Unlike traditional money, new Bitcoins aren’t issued by any central bank based on a government order; they’re created as a kind of reward whenever someone with a powerful computer, or a network of powerful computers, solves a difficult math equation. It’s part of a process called mining, and as more Bitcoins get put into circulation, the more difficult the equations become. 

At first, Bitcoins were seen as being part of a game, but once people began buying real things with them, they quickly became legitimate. One of those first purchases with the new currency was for two pizzas that were bought by a computer programmer in Florida for 10,000 Bitcoins. In 2016, that amount of Bitcoins was worth millions of dollars.This kind of innovation may actually be good for the economy since it is currently facing some big problems.

Right now we’re in a largely deregulated capitalist system that aims for unlimited growth by exploiting more and more of nature’s very limited resources.

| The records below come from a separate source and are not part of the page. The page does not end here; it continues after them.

PR #7255, opened 2026-06-13
perf(core): speed up checkpoint/snapshot restore for tables with many parquet partitions

bluestreak01:
## Impact

This PR makes two independent improvements to checkpoint/snapshot restore.

Tables with many parquet partitions restore faster: each partition's
parquet-metadata sidecar (`_pm`) is now mapped and checksum-verified once instead
of up to twice mapped / three times verified, and the previously serial
per-partition validation now runs in parallel across the recovery pool. This
benefit scales with parquet-partition count and is largest on cold, object, or
network storage, where the old serial per-partition I/O dominated restore
startup.

Tables with few partitions but several indexed symbol columns rebuild their
bitmap indexes faster: the native (non-parquet) index rebuild now parallelizes
across (partition, column) work items rather than whole partitions, so a
non-partitioned table no longer serializes all of its indexed columns onto one
thread. Tables with neither many parquet partitions nor multiple indexed symbol
columns are unaffected.

No end-to-end wall-clock benchmark was measured. The improvements are
characterized below by the per-partition reduction in map/checksum operations,
the removal of the O(N) serial stat/validation loop, and the restored
column-level parallelism on the native index path.

## What

On the snapshot/checkpoint restore path, the `_pm` parquet-metadata sidecar of every parquet partition was mapped and full-CRC-verified more than once.

On the index-rebuild path (`rebuildPartitionColumnIndexes=true`, the enterprise-restore default) each `_pm` was mapped twice and CRC-verified three times per partition:

1. serial `generateMissingParquetMetaFiles` → `isParquetMetaResolvable`: `openAndMapRO` + `resolveFooter` (CRC) + `munmap`
2. parallel rebuild task: `openAndMapRO` + `resolveFooter` (CRC) on a fresh per-task reader
3. `ParquetPartitionDecoder.of(long,long,...)` inside that task: re-binds the same mapping and runs `resolveFooter` (CRC) a third time (its internal `ParquetMetaFileReader.of(long,long)` clears the `checksumVerified` flag, forcing a re-verify)

The serial validation pass (1) was introduced recently (#7243), so for the ~100k-partition tables this targets, restore paid ~100k redundant serial map/CRC/unmap cycles at startup. On the checkpoint-recovery path (`rebuildPartitionColumnIndexes=false`, the OSS default) the serial pass was the only validation but ran single-threaded over every partition.

## Change

Collapse the work to a single `_pm` map + single footer resolve (single CRC) per parquet partition, fully parallel on both paths:

- Decoder reuse: feed the decoder via `ParquetPartitionDecoder.of(ParquetMetaFileReader, ...)`, which shallow-copies the already-resolved + CRC-verified reader state instead of re-resolving the same mapping (eliminates CRC #3).
- Bounded worker pool, one `_pm` map per partition: `prepareParquetPartitions` submits one worker per recovery-pool thread (`workerCount = min(threadCount, partitionCount)`), each pulling parquet partitions from a shared cursor (dynamic load balancing) and reusing a single set of native scratch objects (`ParquetMetaFileReader` / decoder / `RowGroupBuffers` / `DirectIntList` / index writers) across every partition it handles, with per-partition resets between partitions. `processParquetPartition` maps `_pm` once, validates it, regenerates from `data.parquet` when missing/stale/torn/zero-length, and — when indexes are requested and the partition has rows — reuses that same mapping to rebuild bitmap indexes. The committed-size truncation check on `data.parquet` runs inside the worker (before regeneration), so the calling thread issues no per-partition stats — removing the O(N) serial `ff.length()` loop that otherwise becomes the Amdahl tail on cold/object/network storage. This also parallelizes the previously-serial checkpoint-recovery validation.
- Shared regeneration: extracted `regenerateParquetMetaFile` and `mapResolvableParquetMeta` so the missing/stale/torn/zero-length sidecar paths share one implementation; removed the now-unused serial `parquetMetaReader` field.

### Cost per parquet partition

| Path | Before | After |
|---|---|---|
| `rebuild=true` (enterprise default) | 2 maps + 3 CRCs, serial validation | 1 map + 1 CRC, parallel |
| `rebuild=false` (checkpoint default) | 1 map + 1 CRC, serial loop | 1 map + 1 CRC, parallel |

## Native bitmap-index rebuild: per-column parallelism

The non-parquet (native) bitmap-index rebuild distributed a whole partition to
each worker (`workerCount = min(threadCount, partitionCount)`) and rebuilt that
partition's indexed columns serially on a single thread. For non-partitioned or
low-partition-count tables with several indexed symbol columns, effective
parallelism was capped at `partitionCount` rather than
`partitionCount x indexedColumns` -- a non-partitioned table rebuilt every
indexed column on one thread, regardless of pool size.

The work is now flattened into a single `(partitionIndex, colIdx)` list built on
the calling thread (skipping empty partitions, parquet partitions, and columns
absent from a partition). Workers pull individual items from a shared cursor and
reuse one `Path` each, so the per-worker `Path`/scratch amortization that
motivated this PR is preserved (one `Path` per worker, not one per item) while
column-level parallelism is restored. Worker count is keyed on the work-item
count, matching the symbol-rebuild phase, which already used per-column
granularity.

The list is partition-major, so a worker pulling consecutive items usually stays
within one partition; it caches the last partition's resolved
timestamp/rowcount/nameTxn and only re-resolves on a partition change, avoiding
redundant `txWriter` lookups. The many-parquet-partition target is unaffected:
that path is handled by `prepareParquetPartitions`, and on the native path a high
partition count already saturates the pool.

## Behavior change: fail-fast on a truncated capture is traded for parallelism

Worth calling out explicitly, because it is a real semantic change rather than a pure refactor.

Previously the serial `generateMissingParquetMetaFiles` ran before the symbol and native-bitmap rebuild phases were submitted, so a short/missing `data.parquet` aborted the restore before any sibling work started. The committed-size check now runs inside the parquet workers, so a truncated capture is detected at the single `finalizeParallelTasks()` drain rather than strictly ahead of the other phases.

This is bounded and safe, not a correctness regression:

- The path-bearing diagnostic and the abort are preserved — the restore still fails on a truncated capture, naming the offending partition.
- The first failing worker trips the shared abort latch that every phase's worker loop polls, so sibling workers across all three phases short-circuit at their next item boundary instead of running their whole queue.
- The per-partition committed-size check still guards regeneration, so a truncated `data.parquet` is never fed to `ParquetMetadataWriter.generate`.

Net: on a truncated capture the extra cost is the in-flight items already running when the latch trips — wasted I/O on an already-doomed restore, not corruption. Strict pre-submission fail-fast and cross-phase parallelism are mutually exclusive; this PR chooses parallelism for a path that runs once per restore and only does the extra work on bad input headed for operator intervention anyway.

## Preserved behavior

- Durability: fsync of regenerated `_pm` + partition-dir fsync, partial-write cleanup on failure.
- Path-bearing truncation diagnostics for short/missing `data.parquet`, with the restore still aborting (see the fail-fast note above for the change in *when* it surfaces).
- Self-healing of stale/missing/torn/zero-length sidecars on both restore paths (including `rebuild=false`).
- Abort/drain machinery and cross-table reader-reuse safety.
- No public API or call-signature changes (all edits are private methods/fields), so enterprise restore is unaffected at the boundary.

## Tests

All green:

- `CheckpointTest` — 108/108, including a new deterministic test, `testCheckpointRestoreRebuildsBitmapIndexesAcrossParquetPartitionsReusingWorkerScratch`, that pins the recovery pool to 2 workers and rebuilds 5 all-parquet partitions so at least one worker reuses its scratch across ≥2 partitions (pigeonhole) — the cross-partition reuse path, which the default 4-thread floor never exercises with ≤2 partitions. Each partition carries a distinct indexed-symbol distribution, and the test asserts per-partition `WHERE sym = …` results plus per-partition index-file rebuild, so any state leaking from one partition's rebuild into the next fails. The existing arms still cover stale, stale-without-index-rebuild (`rebuild=false`), truncated, zero-length, committed-size, cannot-create-`_pm`, rejects-truncated-parquet, missing-parquet-with-`_pm`-present, and the drain/interrupt/multi-table cases.
- `PostingSealPurgeTest` — 17/17
- `PostingIndexCriticalIssuesTest` — 95/95
- `CoveringIndexTest` — 398/398
- `IndexBuilderTest` — 23/23
- `CheckpointFuzzTest` — 3/3 (restore over fuzzed data shapes; re-run after the native per-column change)
- `CheckpointWindowsTest` — skipped (Windows-gated)

`assertMemoryLeak` wrappers passing confirms the mmap/munmap and reader lifecycles stay balanced.


bluestreak01:
## Review of PR #7255 — single-map `_pm` + parallel restore

**Level 3 review** (all review passes — correctness, concurrency, performance/algorithmic optimality, resource management, tests, code quality, cross-context caller impact, plus two fresh-context adversarial passes — with per-finding verification against source). Reviewed the working tree of `perf/snapshot-restore-pm-single-map`. Diff is self-contained in `TableSnapshotRestore.java` and `CheckpointTest.java`.

Every candidate bug from the first pass (double-munmap on the `openAndMapRO` throw path, the 3-phase concurrency hazard, cross-partition scratch state-bleed, abort-latch error reordering, the `assertMemoryLeak`+`assertQuery` "anti-pattern") was traced to source and **disproved**. No correctness, concurrency, or resource bug survived verification.

### Critical
**None.** The three headline mechanisms are verified sound:
- **Single `_pm` map + CRC**: `ParquetPartitionDecoder.of(ParquetMetaFileReader,…)` shallow-copies the already-resolved/CRC-verified reader (`checksumVerified` carried over), so the footer is resolved and CRC'd exactly once (was up to 2 maps + 3 CRCs).
- **mmap/fd lifecycle on all paths** (happy, both early returns, every throw): clear-then-munmap ordering is honored for both the worker `metaReader` and the decoder's internal reader; the suspected double-munmap when `openAndMapRO` throws `size>file` inside the regeneration revalidation block leaks nothing and double-frees nothing (`parquetMetaAddr` stays 0, `openAndMapRO` self-cleans).
- **Concurrency of the 3 now-overlapping phases**: every `txWriter`/`columnVersionReader`/`tableMetadata` getter read concurrently is a pure `binarySearchBlock`/`getQuick`/immutable read (no mutable cache); the three phases write disjoint files (parquet dirs vs native dirs vs table-root symbol files); per-worker scratch is never shared; the abort-latch trip on failure cannot skip work on a successful restore nor reorder the first reported error.

### Moderate
**M1 — New private methods are not in alphabetical order (enforced convention).** The instance-method block was alphabetical before; this breaks it:
- `regenerateParquetMetaFile` (line 822) precedes `mapResolvableParquetMeta` (876) — `r` before `m`.
- `mapResolvableParquetMeta` (876) sits after `prepareParquetPartitions`/`processParquetPartitions` — `m` should precede `p`.
- `processParquetPartition` (1122) is stranded inside the `rebuild*` block, far from `processParquetPartitions` (740).

(The new `threadCount` field *is* correctly placed.) Suggested order: `…copyFile, mapResolvableParquetMeta, prepareParquetPartitions, processParquetPartition, processParquetPartitions, rebuildBitmapIndexes…, rebuildSymbolFiles…, regenerateParquetMetaFile, removePartitionDirsNotAttached, submitParallelTask`.

**M2 — Test coverage gaps on the new branches.** The new `…ReusingWorkerScratch` test is well-built (the pigeonhole over 2 pinned workers × 5 parquet partitions is valid; distinct per-partition A/B/C distributions catch state bleed; builder-API compliant). But it only covers **`rebuildIndexes=true`**, whereas the OSS checkpoint-recovery default is **`rebuildIndexes=false`** (`PropServerConfiguration:1025`). Untested new paths:
- cross-partition scratch reuse on the validation-only (`rebuild=false`) path (null rebuild buffers, relying on `metaReader.clear()` between partitions);
- `_pm` **regeneration** interleaved with reuse in one worker (the test keeps every `_pm` intact, so the regenerate branch never runs inside a reuse worker);
- native per-column work-list reuse with ≥2 items per worker (the `cachedPartitionIndex` hit/miss branches — only 1 native item in the test).

All reachable with the same pinned-pool technique. Verified safe by inspection, but unguarded.

**M3 — Per-worker amortization stops at `Path`; the heavy native-backed objects stay per-item** (pre-existing pattern, consciously kept). `rebuildBitmapIndexForNativePartitionColumn` does `new SymbolColumnIndexer(...)` per (partition,column), each a **4 MB `Unsafe.malloc`** (`SymbolColumnIndexer:60-61`) + free; `rebuildSymbolFilesForColumns` does `new SymbolMapUtil()` per symbol column though its own class doc says the instance is reusable. The rewrite amortizes the cheap `Path` per worker but reallocates these per item. Caveat: `SymbolColumnIndexer`'s index type is fixed at construction, so a per-worker hoist needs a small per-`indexType` cache, not one instance. Worth addressing since amortization is the PR's thesis; not a regression.

**M4 — `perf`-typed PR with no measured wall-clock benchmark.** Win characterized only by op-count reduction with an explicit disclaimer. The mechanistic argument is sound and the disclaimer is honest, but the `perf` claim has no figure behind it — one synthetic restore on a high-parquet-partition table would close this.

### Minor
- **m1 — By-timestamp binary searches where the raw index is in hand.** `getPartitionRowCountByTimestamp(ts)` / `getPartitionNameTxnByPartitionTimestamp(ts)` (lines 769, 980-981, 1277) do O(log P) searches returning the identical masked value as the O(1) `getPartitionSize(i)` / `getPartitionNameTxn(i)`. Worse, `partitionRowCount` at line 769 is computed unconditionally but unused when `rebuildIndexes=false` (the OSS default) — a wasted search per parquet partition on the path being optimized.
- **m2 — `columnTop` computed twice** (calling-thread filter `:1297`, then again in the worker `:993`); a parallel `LongList` aligned to `nativeIndexWork` would carry it forward.
- **m3 — Partition-metadata cache largely ineffective**: the shared cursor interleaves workers ~`workerCount` apart, so with 1–3 indexed columns/partition the cache mostly misses. Fixing m1 to O(1) getters makes it unnecessary.
- **m4 — Redundant `ff.exists(data.parquet)` at line 1192** after `ff.length(...)` at 1157 already proved existence.
- **m5 — `new StringSink()` + `new long[]` per partition** in `rebuildParquetPartitionIndexes` (1620, 1701) not folded into worker scratch (pre-existing; static method shared with O3).
- **m6 — No LPT ordering.** Cursors pull in index order, not size order; one worker can run the largest parquet partition alone in the tail. `getPartitionParquetFileSize(i)` is O(1), so a largest-first scan would shrink makespan for size-skewed tables.
- **m7 — Stale doc comments** in `CheckpointTest.java` (≈lines 1006, 1163, 2343, 2493, 2626) still name the removed `generateMissingParquetMetaFiles`.
- **m8 — Boolean params lack `is…`/`has…` prefix** (`rebuildIndexes`, `doRebuild`, `regenerate`, `resolved`) — though `rebuildIndexes` mirrors the unchanged public `rebuildPartitionColumnIndexes`.
- **m9 — Diagnostic non-determinism** (documented behavior change): a truncated capture's reported partition is now the first *failing future in submission order*, not the lowest partition index. Still path-bearing; restore still aborts.
- **m10 — PR metadata polish**: the title scopes to "many parquet partitions" but the second improvement (native per-column parallelism, benefiting few-partition/many-indexed-column tables) is buried; optional `storage` label.

### Downgraded (investigated, dismissed after source verification)
- **Double-munmap / leak when `openAndMapRO` throws in `mapResolvableParquetMeta`** → throw happens before any mapping; caller's `parquetMetaAddr` stays 0; outer finally skips munmap.
- **Concurrency hazard from 3 phases overlapping** → all concurrent reads are pure; phases write disjoint files; old code already ran symbol+bitmap concurrently.
- **Cross-partition scratch state bleed** → `openAndMapRO`→`clear()`, `decoder.of`→`destroy()`, and `rebuildParquetPartitionIndexes` `clear()`s reset every reused object per partition; the new test exercises this.
- **Abort-latch reordering the reported error** → a latch-bailing worker returns with nothing to throw, so the earliest-submitted thrower is still reported.
- **`assertMemoryLeak` wrapping `assertQuery`** → the wrapper holds many statements, so the outer scope is the correct idiom and inner `.noLeakCheck()` is appropriate. All assertions use `.returns(...)`, none use `.returnsOnce(...)` or the removed `assertSql`.
- **`indexWriters` ObjList not freed in worker outer-finally** → holds only Java refs and is always empty there (`rebuildParquetPartitionIndexes` frees+clears its native contents every call).

### Summary
**Approve with minor changes.** Careful, well-documented refactor; correctness, concurrency, and native-resource handling hold up under adversarial tracing, and the sole production caller (`DatabaseCheckpointAgent`) is verified SAFE across the per-table drain, error-handling, and fail-fast-residue dimensions. The one thing worth fixing before merge is **M1 (alphabetical member ordering)**. **M2** (test the `rebuild=false` reuse path — the OSS default) and **M3** (amortize the 4 MB indexer / `SymbolMapUtil` per worker) are worth doing but non-blocking.

Honest tradeoffs: the **fail-fast timing change** (truncated capture surfaces at the drain, not before sibling work) is real but safe — restore still aborts, the truncated file is never fed to regeneration, partial writes live only in a doomed/retried table dir; and the **perf claim is unmeasured** (M4).

Findings: ~16 verified (4 Moderate, ~12 Minor); 6 candidate bugs dropped as false positives after verification. In-diff: all findings; out-of-diff: 0 — justified because every edited symbol is private, all public signatures are unchanged, and the production caller was verified SAFE.

<sub>🤖 Generated with an automated level-3 review.</sub>

bluestreak01:
Addressed the partition-metadata follow-ups in `TableSnapshotRestore` (commit 8951d99192). All changes are value-preserving; `CheckpointTest` (108) and `CheckpointFuzzTest` (3) pass.

- **m1 — O(log P) by-timestamp lookups where the index is in hand:** switched to the O(1) by-index getters `getPartitionSize(i)` / `getPartitionNameTxn(i)` at the 3 sites (parquet worker loop, native-rebuild worker, native work-list build). The by-timestamp variants ran a binary search to return the identical masked value; on the validation-only (`rebuildIndexes=false`) default path the parquet-loop lookup was also wasted entirely. Left the directory-scan lookup as by-timestamp since it parses the timestamp from a dir name (no index available) and relies on the not-found semantics.

- **m5 — per-partition allocations in `rebuildParquetPartitionIndexes`:** folded the `new StringSink()` and `new long[]` into caller-owned per-worker scratch, reused across every partition a worker handles (mirroring the existing `rowGroupBuffers`/`parquetColumns`/`indexWriters` scratch). `columnTops` is now a reusable `LongList`.

- **m3 — partition-metadata cache largely ineffective:** removed the per-worker `cachedPartitionIndex` cache in `rebuildBitmapIndexesForNativePartitions`. The shared cursor disperses a worker's items ~workerCount apart in the partition-major list, so it mostly missed for the typical 1–3 indexed columns/partition, and the getters are O(1) after m1. Now resolves metadata per item.

- **m2 — `columnTop` computed twice:** the calling-thread filter already computes `columnTop` per (partition, column); now carried forward via a `LongList` index-aligned with `nativeIndexWork` instead of re-running `getColumnTop` (an O(log V) search) per item in the workers.

bluestreak01:
## Review of PR #7255 — single-map `_pm` + parallel restore

**Level 3 review** (correctness, concurrency, performance/algorithmic optimality, resource management, tests, code quality, cross-context caller impact, plus two fresh-context adversarial passes — with per-finding source verification). Reviewed the working tree at HEAD `6942e0e3`, including the two follow-up commits (`8951d99` O(1)-getter rewrite + `6942e0e` test hardening). Diff is self-contained in `TableSnapshotRestore.java` and `CheckpointTest.java`.

Every candidate correctness/concurrency/resource bug was traced to source and **disproved**. No blocker survived verification.

### Critical
None.

### Moderate
None. (The performance items below are real but are once-per-restore, `threadCount`-bounded, or pre-existing — none rises to Moderate.)

### Minor
- **m1 — `rebuildParquetPartitionIndexes` makes 3 passes over `columnCount` where 1 suffices (pre-existing, not introduced).** Each pass calls `getIndexedParquetColumnIndex` (which does an O(P_cols) linear `getColumnId` scan + an O(log V) `getColumnTop`); pass 3 (`:1735-1744`) re-calls `getColumnTop` a 4th time per indexed column. Pass 2 already holds `writerIndex` and can `columnTops.add(...)` inline, deleting pass 3 entirely (3–4× fewer metadata reads/binary searches per parquet partition). The PR only changed `columnTops` from `long[]` to a reused `LongList` here, so this is a pre-existing inefficiency surfaced by the review — a follow-up, not a regression.
- **m2 — Parquet/symbol worker count is sized off the wrong denominator.** `prepareParquetPartitions` uses `workerCount = min(threadCount, partitionCount)` (`:712`) and `rebuildSymbolFiles` uses `min(threadCount, columnCount)` (`:1387`), not the parquet-partition / symbol-column counts. A 100k-native / few-parquet table spawns up to `threadCount` parquet workers that mostly drain-and-`continue`, and — when `rebuildIndexes=true` — each still allocates `RowGroupBuffers`/`DirectIntList`/`ParquetPartitionDecoder` scratch it never uses. Bounded by `threadCount` and once-per-restore, so low cost, but the phase could be skipped when no parquet partition exists.
- **m3 — No size-ordered (LPT) scheduling.** The shared cursor pulls partitions/items in index order, so the largest parquet partition can land last and run alone in the makespan tail (common in time-series, where the newest partition is largest and last). `getPartitionParquetFileSize(i)` is O(1); a descending-size pre-sort gives the classic 4/3-OPT makespan bound at negligible cost.
- **m4 — `getColumnNameTxn` not precomputed in the native-bitmap phase (asymmetric with `columnTop`).** `rebuildBitmapIndexesForNativePartitions` precomputes `columnTop` into an index-aligned list (good) but still calls `columnVersionReader.getColumnNameTxn(partitionTimestamp, writerIndex)` per item (O(log V)) inside the worker, though it depends only on values known when the work list is built.
- **m5 — Zero-row parquet partition is untested.** `doRebuild = rebuildIndexes && partitionRowCount > 0` (`:781`) gates the "valid `_pm`, no index rebuild" branch; no test constructs a 0-row parquet partition. Low risk (hard to construct via `CONVERT TO PARQUET`), optional.
- **m6 — Member ordering.** New private methods follow call-flow grouping (`prepareParquetPartitions` → `processParquetPartitions` → `regenerateParquetMetaFile` → `mapResolvableParquetMeta` → …) rather than the alphabetical-within-visibility convention. Instance fields *are* correctly alphabetical (the `threadCount` insertion preserved order). Minor style nit.
- **m7 — Commit messages use Conventional-Commit prefixes** (`perf(core): …`, `test(core): …`); the convention reserves that prefix for the PR title and asks for plain-English commit titles. PR title/labels are correct.
- **m8 — PR title scope.** The title scopes to "many parquet partitions"; the second improvement (restored column-level parallelism on the native index path, benefiting few-partition/many-indexed-column tables) is understated. Optional.

### Process note
- Enterprise **coverage check passes** (215/246, 87.40%), which also confirms enterprise compiles against the changed `static rebuildParquetPartitionIndexes(...)` signature. If the umbrella "Enterprise CI" status is still red, confirm the failing sub-check is unrelated before merge.

### Downgraded (investigated, dismissed after source verification)
- **Double-munmap / use-after-unmap on the reused decoder + shared `metaReader`** → `decoder.of(reader)` shallow-copies into the decoder's own `ParquetMetaFileReader` with its own lazy native handle; `clear()` never munmaps; teardown is `decoder.close()`→munmap(parquetAddr) (inner finally) then `metaReader.clear()`→munmap(parquetMetaAddr) (outer finally). Each mapping is unmapped exactly once; clear-then-munmap honored on every arm of `mapResolvableParquetMeta` (success/stale/regenerate-fail).
- **3-phase overlap concurrency hazard** → write domains are disjoint (parquet partition dirs / table-root symbol map / native partition dirs); symbol⇄bitmap overlap already existed pre-PR; all shared getters (`AbstractRecordMetadata`/`TableReaderMetadata`/`TxReader`/`ColumnVersionReader`) are pure reads with no lazy mutation.
- **Abort latch causing a silent missing-index "success"** → impossible: `submitParallelTask` only sets the latch *and rethrows*; `finalizeParallelTasks` always rethrows when any future failed. A latch-skipping sibling co-occurs with a reported failure; in-flight items finish at a clean boundary (no torn index from the abort itself).
- **Cross-partition scratch state bleed** → `metaReader.clear()`, `decoder.of()/close()`, and `columnNamesSink/columnTops/parquetColumns/indexWriters.clear()` reset every reused object per partition; exercised by the two new pigeonhole tests.
- **`getPartitionSize(i)` vs `getPartitionRowCountByTimestamp(ts)` divergence** → both read `attachedPartitions[idx + PARTITION_MASKED_SIZE_OFFSET] & PARTITION_SIZE_MASK`; the O(1)-by-index swap is value-preserving.
- **Pigeonhole test non-determinism / drains-test flake** → sound: on a successful restore the cursor dispenses all N items exactly once across 2 pinned workers (⌈N/2⌉ ≥ 3 or ≥ 2), so the reuse path runs in every interleaving; the column reorder makes `sym_slow` work-item index 0 (grabbed before the latch can trip), and the removed early abort-check means the column opens unconditionally once grabbed.

### Summary
**Approve.** Careful, exceptionally well-documented refactor. Correctness, concurrency, native-resource handling, and the fail-fast timing tradeoff hold up under adversarial tracing and per-finding source verification; the sole production caller (`DatabaseCheckpointAgent`, serial-per-table with a draining `finalizeParallelTasks` before each table reload) is verified SAFE, and the two changed/new signatures (`rebuildParquetPartitionIndexes`, `decoder.of(ParquetMetaFileReader,…)`) each have exactly one verified in-diff caller. The follow-up commits' O(1)-getter rewrite and index-aligned `columnTops` list are value-preserving.

- **Findings:** 8 verified (all Minor); 6 candidate bugs investigated and dropped as false positives after source verification.
- **In-diff vs out-of-diff:** all findings in-diff; **0 confirmed out-of-diff bugs** — justified because the diff is small and self-contained, public signatures are unchanged, and the cross-context pass walked the single caller of each changed/new symbol and verified both SAFE.
- **Honest tradeoffs:** the documented fail-fast timing change (truncated capture surfaces at the drain, after sibling work may have rebuilt valid unrelated files) is real but safe — restore still aborts, the truncated file is never fed to `ParquetMetadataWriter.generate`, and partial writes live only in a doomed/retried table dir; the perf claim is reasoned but unmeasured, and the parquet phase spends `threadCount` workers/scratch even when few/zero parquet partitions exist (m2).

Nothing here blocks merge. m1 (fuse the 3-pass parquet rebuild) and m2/m3 (size workers to parquet count + LPT ordering) are the highest-value optional follow-ups.

<sub>🤖 Generated with an automated level-3 review.</sub>

bluestreak01:
Tightened the comments and javadoc in `TableSnapshotRestore` and `CheckpointTest`.

The originals restated context, narrated the former behavior, and spelled out step-by-step proofs that added bulk without adding information. This pass keeps the rationale behind each non-obvious decision (use-after-free risk on the shared readers, abort-latch semantics, mapping `_pm` once, the pigeonhole reasoning in the worker-scratch-reuse tests) and removes the repetition around it.

Comments only; no executable code changed. A diff filter confirmed every changed line is a comment or javadoc line. Net: ~136 fewer lines (225 insertions / 361 deletions).

bluestreak01:
@RaphDal done making comments more concise

RaphDal (approved):

mtopolnik:
#### [PR Coverage check]

:heart_eyes: **pass** : 206 / 235 (87.66%)




#### file detail

|----|----|----|----|----|
|:large_blue_circle:|io/questdb/cairo/TableSnapshotRestore.java|206|235|87.66%|

questdb-butler:
## ⚠️ Enterprise CI Failed

**Build:** [View Details](https://dev.azure.com/questdb/questdb-enterprise/_build/results?buildId=244917)
**Tested Commit:** `50d09ee082fa31a7ee0625aa0b37cdc9c40a569e`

Every level of the environment is being damaged; we release massive amounts of carbon dioxide into the atmosphere, we exploit the land in search of metals and minerals and we overfish the already polluted seas. Meanwhile, income inequality is at an all-time high. An average CEO in the United States earns 354 times more than an unskilled worker. It’s no wonder that we’re facing immense tensions due to social conflict. While it’s difficult to predict how all this will ultimately resolve itself, it’s not unreasonable to think that an economic revolution might play a role.